I’ve written a bit about various backup products for SQL, but I wanted to extend on that a little bit to focus on some of the specifics. In this post we will be talking about the division in responsibility for backups and restores between the DBA and the system administrators.
These two people are often the same, but in this post I will treat them as if they are two different people. At a minimum it is two different functions of their job, and I’m a believer that if you have to wear many hats you yourself should act as though you have two jobs. That way when your boss comes along and offers you another employee to help you out, you can just hand over one of your hats like it’s a pre-packaged job.
Despite the improvement of specialist products for taking SQL backups, I still have a strong preference that native SQL Server backups are used. If pushed I will say – the best backup solution is probably the one which the person doing the restore is most familiar with, which is a slightly different proposition, but I’m going to assume the person responsible for the backups should be the DBA, because they are the one most likely to be in the firing line if the database can’t be restored.
I try and simplify backups to something approximating the below:
- The DBA takes native SQL Server backups to a local disk. These backups are retained for X days.
- The system administrator is responsible for taking a copy of the native SQL backups from the local drive and copying them to long term storage, where they are retained for X2 days\months\years.
It then follows that if a restore is needed to a database server within X, then the DBA can do that directly from disk. If a restore point is between X and X2, the system administrator can restore the backup from long term storage back to the local drive, where the DBA can proceed with the install.
Then all that is required is defining X and X2, and scheduling in occasional test restores to random dates to prove the whole system works.
Now most people reading this will (I hope) be waiting for something interesting in all this.
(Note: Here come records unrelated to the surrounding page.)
PR #2282, opened 2026-08-18
[sdk] Parse gRPC messages with a raised protobuf recursion limit

### LINKED ISSUE #2277: AgentcoreGatewayTarget with an inline tool schema breaks pulumi preview for the entire program (protobuf recursion limit)
### What happened?

Declaring an `aws.bedrock.AgentcoreGatewayTarget` with an **inline** tool schema makes `pulumi preview` abort the entire program with a protobuf recursion error. The failure is not scoped to that resource — no other resource in the stack can be previewed while it is declared, so the program becomes undeployable-by-inspection.

```
io.grpc.StatusRuntimeException: CANCELLED: Failed to read message.
Caused by: io.grpc.StatusRuntimeException: INTERNAL: Invalid protobuf byte sequence
Caused by: com.google.protobuf.InvalidProtocolBufferException:
    Protocol message had too many levels of nesting. May be malicious.
    Use setRecursionLimit() to increase the recursion depth limit.
      at InvalidProtocolBufferException.recursionLimitExceeded(InvalidProtocolBufferException.java:133)
```

The process exits 32. `Resources: 1 errored`, with no resource named.

Observed sequence, which may matter: the **first** `pulumi up` created the target successfully. Every subsequent `preview`/`up` fails, while the resource is in state. Removing the resource from the program restores preview immediately, including planning its deletion — so reading its existing state is fine; the failure appears when the desired state is also present.

### Likely cause

`AgentcoreGatewayTarget` embeds AWS's `SchemaDefinition`, which is genuinely recursive (JSON Schema: an object property contains another `SchemaDefinition`). The provider cannot express recursion, so it flattens it into a chain of distinct generated types:

```
AgentcoreGatewayTargetTargetConfigurationMcpLambdaToolSchemaInlinePayloadInputSchemaPropertyItemsPropertyArgs
AgentcoreGatewayTargetTargetConfigurationMcpLambdaToolSchemaInlinePayloadOutputSchemaPropertyItemsItemsArgs
```

In `com.pulumi:aws:7.41.0` this resource generates **93 types**, **42** of them for the inline tool schema alone. Counted from the sources jar:

```
unzip -l aws-7.41.0-sources.jar | grep -cE 'AgentcoreGatewayTarget[A-Za-z]*\.java'                       # 93
unzip -l aws-7.41.0-sources.jar | grep -cE 'AgentcoreGatewayTargetTargetConfigurationMcpLambdaToolSchema.*\.java'  # 42
```

Protobuf caps deserialization at 100 nesting levels, adjustable through `CodedInputStream.setRecursionLimit()`. gRPC Java does not expose that setting (grpc/grpc-java#8256, grpc/grpc-java#9643), so a Java client cannot raise it.

If that is the mechanism, the same message would be accepted by SDKs whose gRPC bindings allow the limit to be raised, making this Java-specific rather than a provider schema problem. **I have not verified that** — I only have the Java reproduction, so it is a hypothesis for whoever picks this up rather than a finding.

### Steps to reproduce

Declare the resource with a minimal inline schema — the payload itself is a few hundred bytes, so this is not a size limit:

```kotlin
AgentcoreGatewayTarget(
    "echo-target",
    AgentcoreGatewayTargetArgs.builder()
        .name("echo")
        .gatewayIdentifier(gatewayId)
        .credentialProviderConfiguration(
            AgentcoreGatewayTargetCredentialProviderConfigurationArgs.builder()
                .gatewayIamRole(
                    AgentcoreGatewayTargetCredentialProviderConfigurationGatewayIamRoleArgs.builder().build(),
                ).build(),
        ).targetConfiguration(
            AgentcoreGatewayTargetTargetConfigurationArgs.builder()
                .mcp(
                    AgentcoreGatewayTargetTargetConfigurationMcpArgs.builder()
                        .lambda(
                            AgentcoreGatewayTargetTargetConfigurationMcpLambdaArgs.builder()
                                .lambdaArn(functionArn)
                                .toolSchema(
                                    AgentcoreGatewayTargetTargetConfigurationMcpLambdaToolSchemaArgs.builder()
                                        .inlinePayloads(
                                            AgentcoreGatewayTargetTargetConfigurationMcpLambdaToolSchemaInlinePayloadArgs
                                                .builder()
                                                .name("echo")
                                                .description("Returns the message it was given")
                                                .inputSchema(
                                                    AgentcoreGatewayTargetTargetConfigurationMcpLambdaToolSchemaInlinePayloadInputSchemaArgs
                                                        .builder()
                                                        .type("object")
                                                        .build(),
                                                ).build(),
                                        ).build(),
                                ).build(),
                        ).build(),
                ).build(),
        ).build(),
    CustomResourceOptions.builder().parent(this).build(),
)
```

Then run `pulumi preview`. (Extracted from a working component rather than run standalone, so identifiers such as `gatewayId` and `functionArn` are placeholders for `Output<String>` values.)

### Expected behavior

`pulumi preview` completes, showing a plan for this resource alongside the rest of the stack.

### Actual behavior

The program aborts before producing a plan for any resource.

### Workaround

Use the S3 form of the tool schema instead, which AWS documents as an equal alternative (1MB inline vs 10MB in S3):

```kotlin
.toolSchema(
    AgentcoreGatewayTargetTargetConfigurationMcpLambdaToolSchemaArgs.builder()
        .s3(
            AgentcoreGatewayTargetTargetConfigurationMcpLambdaToolSchemaS3Args.builder()
                .uri(Output.format("s3://%s/%s", bucket.bucket(), obj.key()))
                .bucketOwnerAccountId(accountId)
                .build(),
        ).build(),
)
```

Two fields rather than the 42-type chain. Preview then works, and the existing target updates in place rather than being replaced.

### Why this is worth fixing rather than documenting

The blast radius is the whole program, not the resource. A user who declares one of these loses `pulumi preview` for every resource in the stack — on a large stack that removes the primary safety check before deployment, while `pulumi up` continues to work.

### Output of `pulumi about`

```
CLI
Version      3.256.0
Go Version   go1.26.5
Go Compiler  gc

Plugins
KIND      NAME  VERSION
language  java  1.34.0

Host
OS       darwin
Version  26.6
Arch     arm64

This project is written in java:
  version='openjdk 21.0.2 2024-01-16' javac='21.0.2' gradle='9.7.0'

Dependencies
  com.pulumi:pulumi  1.36.0
  com.pulumi:aws     7.41.0
```

(Backend section omitted — self-managed S3.)

morhaf-ko:
Fixes #2277.

### What happens today

Resource inputs and outputs travel as protobuf `Struct`s, where one level of a user-visible object costs three levels of protobuf nesting: `Struct` -> map entry -> `Value`. Protobuf's Java runtime refuses to parse past 100 levels, so the Java SDK tops out at roughly 33 levels of property nesting.

gRPC's default marshaller keeps that default and, until recently, offered no way to change it (grpc/grpc-java#8256). When a provider returns something deeper - the recursive JSON Schema shapes AWS flattens into long generated type chains, for example - the parse fails on the channel rather than on the resource:

```
io.grpc.StatusRuntimeException: CANCELLED: Failed to read message.
Caused by: io.grpc.StatusRuntimeException: INTERNAL: Invalid protobuf byte sequence
Caused by: com.google.protobuf.InvalidProtocolBufferException:
    Protocol message had too many levels of nesting. May be malicious.
```

Because the failure is on the channel, the whole program aborts: no resource in the stack gets a plan, and no resource is named in the error.

### The fix

grpc-java has exposed `ProtoUtils.marshallerWithRecursionLimit` since 1.56, and this repo is on 1.57.2, so no dependency bump is needed. `GrpcRecursionLimit` rebuilds the generated marshallers with the limit raised to 10,000 - matching what the Go engine parses with, so the Java SDK is no longer the narrower end of the connection - and installs them:

- `GrpcMonitor` and `GrpcEngine` add a channel interceptor that swaps in the raised **response** marshaller. This is the path in the issue.
- `ResourceProviderService` rebinds its service definition so a Java component provider parses deeply nested **requests** too. A `ServerInterceptor` cannot do this: the method descriptor has already deserialized the request by the time one is consulted.

Serialization is untouched - protobuf imposes no depth limit when writing.

### Tests

`GrpcRecursionLimitTest` covers both directions with 64 levels of `Struct` nesting, which is comfortably past the default:

- `monitorParsesDeeplyNestedResponses` runs a real `ResourceMonitor` server over loopback and calls it through `GrpcMonitor`, so it exercises the wiring and a real serialize/parse round trip. (An in-process channel would not reproduce the bug - gRPC hands the message across without serializing it.)
- `reboundServiceParsesDeeplyNestedRequests` and `reboundServiceKeepsItsMethodsAndHandlers` cover the server-side rebind.

I checked that `monitorParsesDeeplyNestedResponses` fails with the original `INTERNAL: Invalid protobuf byte sequence` when the interceptor is removed from `GrpcMonitor`.

### Notes

- 10,000 is a policy choice. Deep enough that the engine's own limit binds first; bounded, because protobuf parses recursively and an unbounded limit trades a clear error for a `StackOverflowError`. Happy to move it if you would rather it were lower.
- This does not add the conformance test @Frassle mentioned in #2277 - that lives in `pulumi/pulumi` - so it is up for grabs alongside this.

### DIFF
--- a/.changes/unreleased/bug-fixes-2282.yaml
+++ b/.changes/unreleased/bug-fixes-2282.yaml
@@ -1,0 +1,6 @@
+component: sdk
+kind: bug-fixes
+body: Parse gRPC messages with a raised protobuf recursion limit, so resources with deeply nested properties no longer abort the whole program with "Protocol message had too many levels of nesting"
+time: 2026-08-18T12:00:00.000000000Z
+custom:
+    PR: "2282"
--- a/sdk/java/pulumi/src/main/java/com/pulumi/deployment/internal/GrpcEngine.java
+++ b/sdk/java/pulumi/src/main/java/com/pulumi/deployment/internal/GrpcEngine.java
@@ -2,6 +2,7 @@ package com.pulumi.deployment.internal;
 
 import com.google.common.util.concurrent.ListenableFuture;
 import com.pulumi.core.internal.ContextAwareCompletableFuture;
+import com.pulumi.internal.GrpcRecursionLimit;
 import io.grpc.ManagedChannelBuilder;
 import pulumirpc.EngineGrpc;
 import pulumirpc.EngineOuterClass.GetRootResourceRequest;
@@ -25,7 +26,8 @@ public class GrpcEngine implements Engine {
         var channelBuilder = ManagedChannelBuilder
                 .forTarget(engine)
                 .usePlaintext() // disable TLS
-                .maxInboundMessageSize(maxRpcMessageSizeInBytes);
+                .maxInboundMessageSize(maxRpcMessageSizeInBytes)
+                .intercept(GrpcRecursionLimit.clientInterceptor());
         var interceptor = Instrumentation.getClientInterceptor();
         if (interceptor != null) {
             channelBuilder.intercept(interceptor);
--- a/sdk/java/pulumi/src/main/java/com/pulumi/deployment/internal/GrpcMonitor.java
+++ b/sdk/java/pulumi/src/main/java/com/pulumi/deployment/internal/GrpcMonitor.java
@@ -2,6 +2,7 @@ package com.pulumi.deployment.internal;
 
 import com.google.common.util.concurrent.ListenableFuture;
 import com.pulumi.core.internal.ContextAwareCompletableFuture;
+import com.pulumi.internal.GrpcRecursionLimit;
 import com.pulumi.resources.Resource;
 import io.grpc.ManagedChannelBuilder;
 import pulumirpc.Provider.CallResponse;
@@ -33,7 +34,8 @@ public class GrpcMonitor implements Monitor {
         var channelBuilder = ManagedChannelBuilder
                 .forTarget(monitor)
                 .usePlaintext() // disable TLS
-                .maxInboundMessageSize(maxRpcMessageSizeInBytes);
+                .maxInboundMessageSize(maxRpcMessageSizeInBytes)
+                .intercept(GrpcRecursionLimit.clientInterceptor());
         var interceptor = Instrumentation.getClientInterceptor();
         if (interceptor != null) {
             channelBuilder.intercept(interceptor);
--- a/sdk/java/pulumi/src/main/java/com/pulumi/internal/GrpcRecursionLimit.java
+++ b/sdk/java/pulumi/src/main/java/com/pulumi/internal/GrpcRecursionLimit.java
@@ -1,0 +1,113 @@
+package com.pulumi.internal;
+
+import com.google.protobuf.Message;
+import io.grpc.CallOptions;
+import io.grpc.Channel;
+import io.grpc.ClientCall;
+import io.grpc.ClientInterceptor;
+import io.grpc.MethodDescriptor;
+import io.grpc.MethodDescriptor.Marshaller;
+import io.grpc.MethodDescriptor.PrototypeMarshaller;
+import io.grpc.ServerMethodDefinition;
+import io.grpc.ServerServiceDefinition;
+import io.grpc.ServiceDescriptor;
+import io.grpc.protobuf.ProtoUtils;
+
+import java.util.ArrayList;
+
+/**
+ * Raises the nesting limit protobuf enforces when Pulumi's gRPC messages are parsed.
+ *
+ * <p>Resource inputs and outputs travel as protobuf {@code Struct}s, and each level of a
+ * user-visible object costs three levels of protobuf nesting: {@code Struct}, map entry,
+ * {@code Value}. Protobuf's Java runtime refuses to parse past 100 levels, and gRPC's default
+ * marshaller keeps that default, so a resource whose schema nests deeply - AWS' recursive
+ * JSON Schema shapes, for instance - fails to deserialize. The failure lands on the channel
+ * rather than the resource, which aborts the whole program instead of one registration.
+ *
+ * <p>The marshallers installed here parse at {@link #RECURSION_LIMIT} instead. Serialization is
+ * left alone: protobuf imposes no depth limit when writing.
+ */
+public final class GrpcRecursionLimit {
+
+    /**
+     * Matches the limit the Go engine parses with, so that the Java SDK is not the narrower end
+     * of the connection.
+     */
+    public static final int RECURSION_LIMIT = 10_000;
+
+    private static final ClientInterceptor CLIENT_INTERCEPTOR = new ClientInterceptor() {
+        @Override
+        public <ReqT, RespT> ClientCall<ReqT, RespT> interceptCall(
+                MethodDescriptor<ReqT, RespT> method, CallOptions callOptions, Channel next) {
+            return next.newCall(
+                    method.toBuilder()
+                            .setResponseMarshaller(raise(method.getResponseMarshaller()))
+                            .build(),
+                    callOptions);
+        }
+    };
+
+    private GrpcRecursionLimit() {}
+
+    /**
+     * Returns a channel interceptor that parses responses at {@link #RECURSION_LIMIT}.
+     *
+     * @return the interceptor, safe to share between channels
+     */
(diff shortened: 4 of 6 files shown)


morhaf-ko:
The three red checks here are the fork-OIDC limitation, not the patch.

`prerequisites`, `Lint Go`, and `ci-ok` each fail after 3-10s on their first step, `Fetch secrets from ESC`, with `Unable to get ACTIONS_ID_TOKEN_REQUEST_URL`. `ci.yml` asks for `permissions: write-all`, but GitHub withholds the OIDC id-token from `pull_request` runs triggered by a fork, so `pulumi/esc-action` cannot mint a staging token. `java-sdk-tests` is the only job in the workflow that does not start with that step, which is why it is the only one that ran - and it passed. `go-tests`, `test_integrations`, `test_templates`, and `examples` show as skipped because they gate on `prerequisites`.

To cover what CI could not run, I ran the suite locally against this branch (mise toolchain, JDK 11, Gradle 8.14.1):

| Suite | Result |
| --- | --- |
| `make lint` | pass, 0 issues |
| `make build` | pass |
| `cd sdk/java && gradle build testAll` | pass - 542 tests, 0 failures (`test` 469, `autoTest` 72, `isolatedTest` 1) |
| `cd pkg && go test -timeout 40m ./...` | pass - `pulumi-language-java` 528s, `pkg/codegen/java` 126s |

`make test_integrations` does not run on my machine, but it fails identically on an unmodified `main` checkout - the same seven subtests (`stale-parameterized-packageref`, `package-add`, `about`, `provider-maven`, `stack-transformation`, `provider-gradle`, `stack-reference`), so it is a pre-existing environment gap rather than anything this branch introduced. The causes are local: the test projects pin Gradle 7.4, which cannot run under the JDK 21 that is my system default (`Unsupported class file major version 65` while compiling `settings.gradle`, before any Java runs), and the `about` test needs the versioning env vars and `maven` that CI provisions from `versions.txt`. `examples` and `test_templates` need real cloud credentials and the staging backend, so they are out of reach entirely from outside the org.

For a trusted run, I think hosting it from a `pulumi`-owned branch - the way #2220 did for #2209 - is the only option that actually covers this branch. `/run-acceptance-tests` would dispatch, but `ci.yml` reads `env.PR_COMMIT_SHA` for the `go-lint` checkout and that variable is not defined anywhere in the repo, and no job reads `github.event.client_payload`, so a `repository_dispatch` run checks out the default branch rather than the PR head. Happy to be told I have misread that.

One reviewable judgement call worth your eyes: I set the limit to 10,000 to match what protobuf-go parses with, so the Java SDK stops being the narrower end of the connection. It is deliberately bounded rather than `Integer.MAX_VALUE`, because protobuf parses recursively and an unbounded limit trades a clear error for a `StackOverflowError`. Easy to change if you would rather it were lower.

morhaf-ko:
Thanks - I checked this branch against the 300 levels `l2-large-map` uses, and pushed the test depth up from 64 to 300 to match it, so the SDK unit test now pins the same shape the conformance test will exercise.

Where Java sits, measured on this branch:

| Nesting depth | Result |
| --- | --- |
| 300 (the conformance test) | pass |
| 350 | pass |
| 1000 | `StackOverflowError` |

So the raised limit is not what binds any more - protobuf parses recursively, and the thread's stack gives out somewhere between 350 and 1000 levels, well before the 10,000 limit is reached. That answers the "why 10,000" question better than my earlier note did: the constant exists to stop protobuf's artificial cap of 100 from being the limit, and past that the runtime's own limit applies. I have said as much in a comment on `RECURSION_LIMIT` rather than tuning the number, since lowering it would just reintroduce an arbitrary ceiling under the real one.

Your 350 observation matches ours, for whatever that is worth as a cross-check.

`gradle build testAll` stays green at the new depth: 542 tests, 0 failures.

Frassle (approved):
I think this looks ok

morhaf-ko:
> I think this looks ok

Thanks @Frassle could you please let me know how we can enable the checks to work?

It’s an incredibly simple setup, very clear who is responsible for what and if a backup can ever not be restored – it should be very clear as to who has dropped the ball.
But here’s the thing, in my role I get to see an insight into multiple different SQL environments, and it seems even this very simple process can get horribly tangled up resulting in a whole lot of confusion, finger pointing, and ultimately data loss. The situation is complicated enough when one person is responsible for both jobs. WHen it’s two people it becomes a little murkier, and when it’s multiple people across multiple business units then it quickly sinks to a level where it’s really easy to find you don’t have a backup right at the most critical point – when you need a restore. Add in 1 or more external vendors and things can quickly spiral out of control.
Do you know your restore processes? If I was to ask for a restore of a given database to a given date could you tell me?
- Who I should actually be asking?
- What is the longest ago I can restore to?
- What points in time can I restore to? Real time? Nightly backups? Monthly archives?
- Who needs to authorize a production restore?
- Who needs to perform a production restore?
If all of those questions are not immediately clear, then I’m going to have to raise the D word – Documentation. Someone needs to take responsibility for documenting the backup and restore processes. They need to interview all the people we think are involved in the process and get a really clear understanding of what they are doing, what they think other people are doing and then where there are any mismatches.
As a job – it sucks, but it can be quite enlightening. And it’s better doing a job that sucks that averts a disaster, than not doing the job that sucks, and finding out it sucks not to have a job.